What lines in the records below mention "clippy"? List them all.

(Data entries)
-------------------------

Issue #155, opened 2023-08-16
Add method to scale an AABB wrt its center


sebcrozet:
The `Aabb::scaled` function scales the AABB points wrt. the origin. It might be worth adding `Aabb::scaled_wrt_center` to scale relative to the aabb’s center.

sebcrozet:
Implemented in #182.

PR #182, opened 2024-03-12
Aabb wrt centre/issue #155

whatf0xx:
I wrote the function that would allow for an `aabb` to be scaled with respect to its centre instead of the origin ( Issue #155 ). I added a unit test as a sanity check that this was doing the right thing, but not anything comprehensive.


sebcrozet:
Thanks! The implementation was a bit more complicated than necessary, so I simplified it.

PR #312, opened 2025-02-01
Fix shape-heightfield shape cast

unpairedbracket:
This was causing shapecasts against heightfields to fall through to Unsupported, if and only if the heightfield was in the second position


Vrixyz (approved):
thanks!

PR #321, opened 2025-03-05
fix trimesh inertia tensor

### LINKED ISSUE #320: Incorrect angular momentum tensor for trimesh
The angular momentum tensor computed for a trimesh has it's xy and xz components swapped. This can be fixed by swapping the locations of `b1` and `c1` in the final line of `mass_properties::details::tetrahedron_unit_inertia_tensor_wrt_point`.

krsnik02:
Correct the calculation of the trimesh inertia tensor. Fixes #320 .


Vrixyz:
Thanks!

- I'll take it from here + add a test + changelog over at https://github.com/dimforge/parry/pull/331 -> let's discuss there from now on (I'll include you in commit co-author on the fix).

-------------------------

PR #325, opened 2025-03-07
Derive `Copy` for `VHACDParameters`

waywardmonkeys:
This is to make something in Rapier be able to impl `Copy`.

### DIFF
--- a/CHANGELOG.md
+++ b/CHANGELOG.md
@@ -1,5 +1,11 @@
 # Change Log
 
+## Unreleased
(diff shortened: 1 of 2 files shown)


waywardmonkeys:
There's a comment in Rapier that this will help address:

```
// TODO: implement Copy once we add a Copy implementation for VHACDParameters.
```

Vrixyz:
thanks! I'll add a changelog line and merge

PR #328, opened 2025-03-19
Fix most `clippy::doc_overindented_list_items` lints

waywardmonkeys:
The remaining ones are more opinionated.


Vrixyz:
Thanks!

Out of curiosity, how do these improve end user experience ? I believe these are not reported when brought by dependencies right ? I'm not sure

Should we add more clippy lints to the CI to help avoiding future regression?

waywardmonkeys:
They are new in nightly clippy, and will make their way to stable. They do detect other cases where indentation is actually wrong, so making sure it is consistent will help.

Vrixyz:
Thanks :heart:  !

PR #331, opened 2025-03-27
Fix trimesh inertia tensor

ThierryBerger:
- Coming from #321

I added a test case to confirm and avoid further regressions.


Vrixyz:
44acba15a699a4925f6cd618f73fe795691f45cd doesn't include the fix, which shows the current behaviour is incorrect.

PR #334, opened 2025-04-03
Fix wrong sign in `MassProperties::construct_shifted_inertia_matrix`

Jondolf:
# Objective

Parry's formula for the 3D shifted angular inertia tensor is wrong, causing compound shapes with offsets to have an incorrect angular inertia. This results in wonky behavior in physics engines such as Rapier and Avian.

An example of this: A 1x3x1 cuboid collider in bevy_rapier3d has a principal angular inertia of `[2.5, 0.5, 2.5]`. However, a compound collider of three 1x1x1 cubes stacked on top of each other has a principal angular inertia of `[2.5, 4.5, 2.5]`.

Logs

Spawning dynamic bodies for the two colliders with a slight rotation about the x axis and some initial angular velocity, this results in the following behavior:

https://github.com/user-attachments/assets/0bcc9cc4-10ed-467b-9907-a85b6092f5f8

-------------------------

Completed task:
Fix most `clippy::doc_overindented_list_items` lints
Should we add more clippy lints to the CI to help avoiding future regression?
They are new in nightly clippy, and will make their way to stable. They do detect other cases where indentation is actually wrong, so making sure it is consistent will help.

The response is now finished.